__WHAT NEEDS TO BE DONE__
Of the entries below, return only those lines from the line with "PR #64, opened 2025-05-15" to the line with "Massive change. Thanks for the cleanup.", exactly, both included.

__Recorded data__
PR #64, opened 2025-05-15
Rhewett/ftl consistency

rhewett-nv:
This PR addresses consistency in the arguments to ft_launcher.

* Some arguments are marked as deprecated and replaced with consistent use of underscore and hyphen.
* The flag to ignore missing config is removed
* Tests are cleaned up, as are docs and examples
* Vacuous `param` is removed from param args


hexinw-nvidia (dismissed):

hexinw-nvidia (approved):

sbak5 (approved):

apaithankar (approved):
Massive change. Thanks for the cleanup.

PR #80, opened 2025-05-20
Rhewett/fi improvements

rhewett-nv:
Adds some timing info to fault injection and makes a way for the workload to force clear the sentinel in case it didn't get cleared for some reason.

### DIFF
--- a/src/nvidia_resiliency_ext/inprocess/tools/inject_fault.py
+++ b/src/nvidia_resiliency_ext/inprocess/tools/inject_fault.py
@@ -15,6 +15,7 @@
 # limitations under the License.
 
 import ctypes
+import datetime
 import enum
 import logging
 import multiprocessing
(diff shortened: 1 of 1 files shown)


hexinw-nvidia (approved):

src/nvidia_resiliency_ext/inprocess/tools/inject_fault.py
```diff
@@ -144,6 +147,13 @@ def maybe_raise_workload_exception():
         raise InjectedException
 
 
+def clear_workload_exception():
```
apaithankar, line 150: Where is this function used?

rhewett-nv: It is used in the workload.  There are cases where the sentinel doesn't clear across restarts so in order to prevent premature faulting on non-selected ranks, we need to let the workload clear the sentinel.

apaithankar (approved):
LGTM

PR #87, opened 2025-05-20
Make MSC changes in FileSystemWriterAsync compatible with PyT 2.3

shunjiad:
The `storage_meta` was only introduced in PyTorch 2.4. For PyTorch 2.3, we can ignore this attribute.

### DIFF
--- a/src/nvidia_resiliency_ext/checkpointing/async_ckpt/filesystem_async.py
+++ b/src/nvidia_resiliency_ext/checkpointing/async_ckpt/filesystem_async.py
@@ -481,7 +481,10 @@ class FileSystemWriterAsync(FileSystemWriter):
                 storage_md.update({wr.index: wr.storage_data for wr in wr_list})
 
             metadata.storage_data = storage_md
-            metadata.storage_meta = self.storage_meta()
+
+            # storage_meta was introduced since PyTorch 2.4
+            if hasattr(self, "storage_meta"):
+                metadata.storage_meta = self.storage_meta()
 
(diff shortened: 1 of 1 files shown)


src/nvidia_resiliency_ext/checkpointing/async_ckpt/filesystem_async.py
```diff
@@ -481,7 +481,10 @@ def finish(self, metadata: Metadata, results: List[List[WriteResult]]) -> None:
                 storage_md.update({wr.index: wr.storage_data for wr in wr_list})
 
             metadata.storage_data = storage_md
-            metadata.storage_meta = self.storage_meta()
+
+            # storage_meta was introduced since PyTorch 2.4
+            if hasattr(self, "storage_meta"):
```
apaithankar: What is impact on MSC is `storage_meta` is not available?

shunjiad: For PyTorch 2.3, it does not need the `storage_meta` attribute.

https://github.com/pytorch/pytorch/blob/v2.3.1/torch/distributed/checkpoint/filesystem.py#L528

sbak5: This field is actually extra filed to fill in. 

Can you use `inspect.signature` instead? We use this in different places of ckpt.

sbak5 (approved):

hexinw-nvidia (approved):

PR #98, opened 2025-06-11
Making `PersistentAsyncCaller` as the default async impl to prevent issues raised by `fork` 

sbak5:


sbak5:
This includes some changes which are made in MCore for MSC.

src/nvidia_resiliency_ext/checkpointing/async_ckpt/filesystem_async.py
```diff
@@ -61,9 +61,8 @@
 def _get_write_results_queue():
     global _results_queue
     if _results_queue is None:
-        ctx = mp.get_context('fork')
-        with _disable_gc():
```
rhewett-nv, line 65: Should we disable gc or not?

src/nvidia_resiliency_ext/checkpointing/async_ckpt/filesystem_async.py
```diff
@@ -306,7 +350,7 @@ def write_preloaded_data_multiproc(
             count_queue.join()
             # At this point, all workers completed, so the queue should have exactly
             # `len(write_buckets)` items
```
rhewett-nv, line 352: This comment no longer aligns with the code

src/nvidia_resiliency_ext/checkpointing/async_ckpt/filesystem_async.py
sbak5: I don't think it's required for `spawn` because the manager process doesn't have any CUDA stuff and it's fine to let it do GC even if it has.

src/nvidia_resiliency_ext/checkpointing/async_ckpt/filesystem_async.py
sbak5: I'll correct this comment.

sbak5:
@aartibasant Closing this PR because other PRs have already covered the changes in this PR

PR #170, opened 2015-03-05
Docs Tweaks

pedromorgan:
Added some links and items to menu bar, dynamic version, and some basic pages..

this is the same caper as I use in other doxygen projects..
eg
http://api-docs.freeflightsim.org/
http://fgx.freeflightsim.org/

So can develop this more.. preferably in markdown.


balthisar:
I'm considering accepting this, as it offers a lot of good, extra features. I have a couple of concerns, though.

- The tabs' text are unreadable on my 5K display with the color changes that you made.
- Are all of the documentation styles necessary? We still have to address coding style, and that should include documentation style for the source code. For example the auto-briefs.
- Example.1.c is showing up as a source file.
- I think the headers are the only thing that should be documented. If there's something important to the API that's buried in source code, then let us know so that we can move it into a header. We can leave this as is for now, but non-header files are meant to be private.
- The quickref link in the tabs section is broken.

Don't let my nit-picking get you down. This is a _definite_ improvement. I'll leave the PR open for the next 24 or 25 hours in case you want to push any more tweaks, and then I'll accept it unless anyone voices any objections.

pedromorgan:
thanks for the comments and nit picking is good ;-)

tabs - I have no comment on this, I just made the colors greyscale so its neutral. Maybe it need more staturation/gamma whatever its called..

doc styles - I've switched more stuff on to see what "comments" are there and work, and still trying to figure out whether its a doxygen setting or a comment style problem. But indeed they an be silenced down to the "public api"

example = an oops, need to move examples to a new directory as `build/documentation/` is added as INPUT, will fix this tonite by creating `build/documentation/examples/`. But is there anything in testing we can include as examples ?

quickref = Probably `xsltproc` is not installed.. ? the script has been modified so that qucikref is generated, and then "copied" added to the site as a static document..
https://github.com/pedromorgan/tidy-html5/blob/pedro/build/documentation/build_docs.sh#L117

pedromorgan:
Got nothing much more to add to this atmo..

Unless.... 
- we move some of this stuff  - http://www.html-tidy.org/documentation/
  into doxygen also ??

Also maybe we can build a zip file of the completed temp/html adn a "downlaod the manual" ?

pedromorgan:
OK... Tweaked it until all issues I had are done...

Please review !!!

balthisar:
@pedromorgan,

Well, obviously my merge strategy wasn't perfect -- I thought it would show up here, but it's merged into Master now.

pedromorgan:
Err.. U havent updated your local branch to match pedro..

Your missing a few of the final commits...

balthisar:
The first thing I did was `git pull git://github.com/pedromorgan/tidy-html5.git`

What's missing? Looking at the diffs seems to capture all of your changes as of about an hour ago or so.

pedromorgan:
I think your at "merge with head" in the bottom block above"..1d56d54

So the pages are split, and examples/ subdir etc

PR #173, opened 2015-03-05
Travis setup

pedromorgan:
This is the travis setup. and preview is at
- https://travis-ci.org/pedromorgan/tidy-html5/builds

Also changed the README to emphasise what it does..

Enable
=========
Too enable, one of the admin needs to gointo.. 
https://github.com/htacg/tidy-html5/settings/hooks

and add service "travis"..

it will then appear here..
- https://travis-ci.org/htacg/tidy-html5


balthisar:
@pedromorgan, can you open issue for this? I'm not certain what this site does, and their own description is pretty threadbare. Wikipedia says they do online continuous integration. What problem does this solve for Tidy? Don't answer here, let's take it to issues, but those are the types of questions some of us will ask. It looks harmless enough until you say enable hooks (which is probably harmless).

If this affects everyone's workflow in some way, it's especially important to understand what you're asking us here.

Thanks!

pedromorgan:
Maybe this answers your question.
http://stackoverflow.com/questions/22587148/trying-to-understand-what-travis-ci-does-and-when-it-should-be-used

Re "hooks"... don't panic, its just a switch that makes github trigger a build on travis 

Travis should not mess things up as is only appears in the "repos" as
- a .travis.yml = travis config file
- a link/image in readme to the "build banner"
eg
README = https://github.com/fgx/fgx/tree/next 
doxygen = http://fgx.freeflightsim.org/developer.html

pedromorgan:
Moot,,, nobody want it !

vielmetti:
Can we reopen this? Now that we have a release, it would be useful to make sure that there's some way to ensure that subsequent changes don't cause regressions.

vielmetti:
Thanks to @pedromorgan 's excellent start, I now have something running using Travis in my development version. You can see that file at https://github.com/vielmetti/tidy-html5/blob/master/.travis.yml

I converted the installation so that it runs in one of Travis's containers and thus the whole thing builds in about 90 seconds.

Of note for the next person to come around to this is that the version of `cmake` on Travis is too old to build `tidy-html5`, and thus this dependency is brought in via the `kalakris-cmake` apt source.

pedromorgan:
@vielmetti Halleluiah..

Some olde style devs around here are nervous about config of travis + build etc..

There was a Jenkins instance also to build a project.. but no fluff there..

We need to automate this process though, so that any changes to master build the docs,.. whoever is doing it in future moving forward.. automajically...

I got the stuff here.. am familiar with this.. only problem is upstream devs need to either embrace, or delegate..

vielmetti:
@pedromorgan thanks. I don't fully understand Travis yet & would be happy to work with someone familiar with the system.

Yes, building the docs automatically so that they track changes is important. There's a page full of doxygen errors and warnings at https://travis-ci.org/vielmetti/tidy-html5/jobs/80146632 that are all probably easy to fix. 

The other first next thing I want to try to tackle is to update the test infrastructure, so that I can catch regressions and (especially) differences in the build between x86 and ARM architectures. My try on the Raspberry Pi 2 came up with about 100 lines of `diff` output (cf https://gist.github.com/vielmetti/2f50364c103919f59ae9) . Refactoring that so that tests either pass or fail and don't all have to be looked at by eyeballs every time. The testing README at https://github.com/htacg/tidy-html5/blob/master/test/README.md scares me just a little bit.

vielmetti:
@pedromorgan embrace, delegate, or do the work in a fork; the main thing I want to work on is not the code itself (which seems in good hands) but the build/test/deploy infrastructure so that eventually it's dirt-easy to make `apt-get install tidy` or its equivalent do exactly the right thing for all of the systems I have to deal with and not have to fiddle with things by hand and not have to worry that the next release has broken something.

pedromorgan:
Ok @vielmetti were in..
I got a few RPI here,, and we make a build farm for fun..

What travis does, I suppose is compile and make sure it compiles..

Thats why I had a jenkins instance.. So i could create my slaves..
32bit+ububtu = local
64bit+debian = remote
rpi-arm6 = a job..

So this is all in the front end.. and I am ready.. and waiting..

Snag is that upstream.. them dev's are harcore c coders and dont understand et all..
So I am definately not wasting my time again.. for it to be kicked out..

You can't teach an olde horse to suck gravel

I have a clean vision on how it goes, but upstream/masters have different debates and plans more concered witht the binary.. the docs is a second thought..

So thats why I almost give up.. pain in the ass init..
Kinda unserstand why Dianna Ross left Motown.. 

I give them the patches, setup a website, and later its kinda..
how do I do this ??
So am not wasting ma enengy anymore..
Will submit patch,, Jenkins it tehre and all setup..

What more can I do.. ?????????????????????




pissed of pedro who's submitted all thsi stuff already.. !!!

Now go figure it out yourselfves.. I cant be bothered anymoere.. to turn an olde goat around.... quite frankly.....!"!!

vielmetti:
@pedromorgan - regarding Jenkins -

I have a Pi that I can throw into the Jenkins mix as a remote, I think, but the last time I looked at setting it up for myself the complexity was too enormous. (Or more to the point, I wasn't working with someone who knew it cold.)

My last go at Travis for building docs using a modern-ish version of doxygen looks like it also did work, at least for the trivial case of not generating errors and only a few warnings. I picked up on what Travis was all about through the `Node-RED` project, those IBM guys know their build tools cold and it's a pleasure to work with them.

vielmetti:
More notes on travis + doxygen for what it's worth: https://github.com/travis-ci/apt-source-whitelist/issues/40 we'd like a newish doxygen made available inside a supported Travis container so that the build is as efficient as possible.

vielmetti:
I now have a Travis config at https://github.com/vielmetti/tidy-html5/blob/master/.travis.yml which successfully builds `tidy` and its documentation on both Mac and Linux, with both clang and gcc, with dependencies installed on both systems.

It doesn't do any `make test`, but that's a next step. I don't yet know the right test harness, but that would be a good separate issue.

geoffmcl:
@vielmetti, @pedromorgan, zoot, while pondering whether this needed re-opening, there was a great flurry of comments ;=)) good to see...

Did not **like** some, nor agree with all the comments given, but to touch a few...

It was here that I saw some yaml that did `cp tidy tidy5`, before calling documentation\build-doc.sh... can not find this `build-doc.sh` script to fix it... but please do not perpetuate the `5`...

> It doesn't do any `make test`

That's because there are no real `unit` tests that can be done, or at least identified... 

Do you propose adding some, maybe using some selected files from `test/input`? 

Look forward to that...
---
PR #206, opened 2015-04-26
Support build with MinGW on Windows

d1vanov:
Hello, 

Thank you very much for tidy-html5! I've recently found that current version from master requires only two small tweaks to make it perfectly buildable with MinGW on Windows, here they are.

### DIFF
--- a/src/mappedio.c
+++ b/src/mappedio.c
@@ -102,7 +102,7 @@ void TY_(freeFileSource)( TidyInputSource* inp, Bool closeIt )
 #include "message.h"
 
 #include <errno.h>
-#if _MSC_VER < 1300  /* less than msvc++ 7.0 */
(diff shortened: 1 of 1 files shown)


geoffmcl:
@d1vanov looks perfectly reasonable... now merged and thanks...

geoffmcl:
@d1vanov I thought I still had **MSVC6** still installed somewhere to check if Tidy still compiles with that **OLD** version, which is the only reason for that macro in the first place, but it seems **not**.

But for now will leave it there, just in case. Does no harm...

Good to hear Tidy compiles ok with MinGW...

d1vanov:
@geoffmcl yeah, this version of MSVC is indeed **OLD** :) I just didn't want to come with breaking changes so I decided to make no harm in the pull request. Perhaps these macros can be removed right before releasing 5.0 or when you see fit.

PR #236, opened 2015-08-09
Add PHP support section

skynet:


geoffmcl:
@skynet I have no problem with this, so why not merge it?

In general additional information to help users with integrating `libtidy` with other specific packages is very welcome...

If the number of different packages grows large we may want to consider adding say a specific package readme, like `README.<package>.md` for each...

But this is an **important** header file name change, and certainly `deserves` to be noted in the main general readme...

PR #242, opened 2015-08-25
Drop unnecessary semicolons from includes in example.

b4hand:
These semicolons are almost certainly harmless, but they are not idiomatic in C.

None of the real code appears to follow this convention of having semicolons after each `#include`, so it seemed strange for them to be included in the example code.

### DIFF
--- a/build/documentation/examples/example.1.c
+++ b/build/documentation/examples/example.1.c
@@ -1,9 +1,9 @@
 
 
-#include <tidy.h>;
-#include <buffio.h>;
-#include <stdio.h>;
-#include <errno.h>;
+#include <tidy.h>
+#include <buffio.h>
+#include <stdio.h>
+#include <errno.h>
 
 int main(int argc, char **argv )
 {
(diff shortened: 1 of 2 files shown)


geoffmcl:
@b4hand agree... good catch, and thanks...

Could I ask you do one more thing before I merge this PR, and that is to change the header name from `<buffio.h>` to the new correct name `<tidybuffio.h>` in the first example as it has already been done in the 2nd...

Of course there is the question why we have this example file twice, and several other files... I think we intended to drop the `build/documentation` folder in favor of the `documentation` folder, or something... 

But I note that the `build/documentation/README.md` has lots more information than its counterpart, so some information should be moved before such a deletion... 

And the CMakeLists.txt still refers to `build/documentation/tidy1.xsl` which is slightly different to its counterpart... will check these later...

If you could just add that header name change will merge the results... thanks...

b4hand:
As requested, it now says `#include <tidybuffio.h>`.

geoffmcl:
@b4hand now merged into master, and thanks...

__TASK RESPONSE__
PR #64, opened 2025-05-15
Rhewett/ftl consistency

rhewett-nv:
This PR addresses consistency in the arguments to ft_launcher.

* Some arguments are marked as deprecated and replaced with consistent use of underscore and hyphen.
* The flag to ignore missing config is removed
* Tests are cleaned up, as are docs and examples
* Vacuous `param` is removed from param args


hexinw-nvidia (dismissed):

hexinw-nvidia (approved):

sbak5 (approved):

apaithankar (approved):
Massive change. Thanks for the cleanup.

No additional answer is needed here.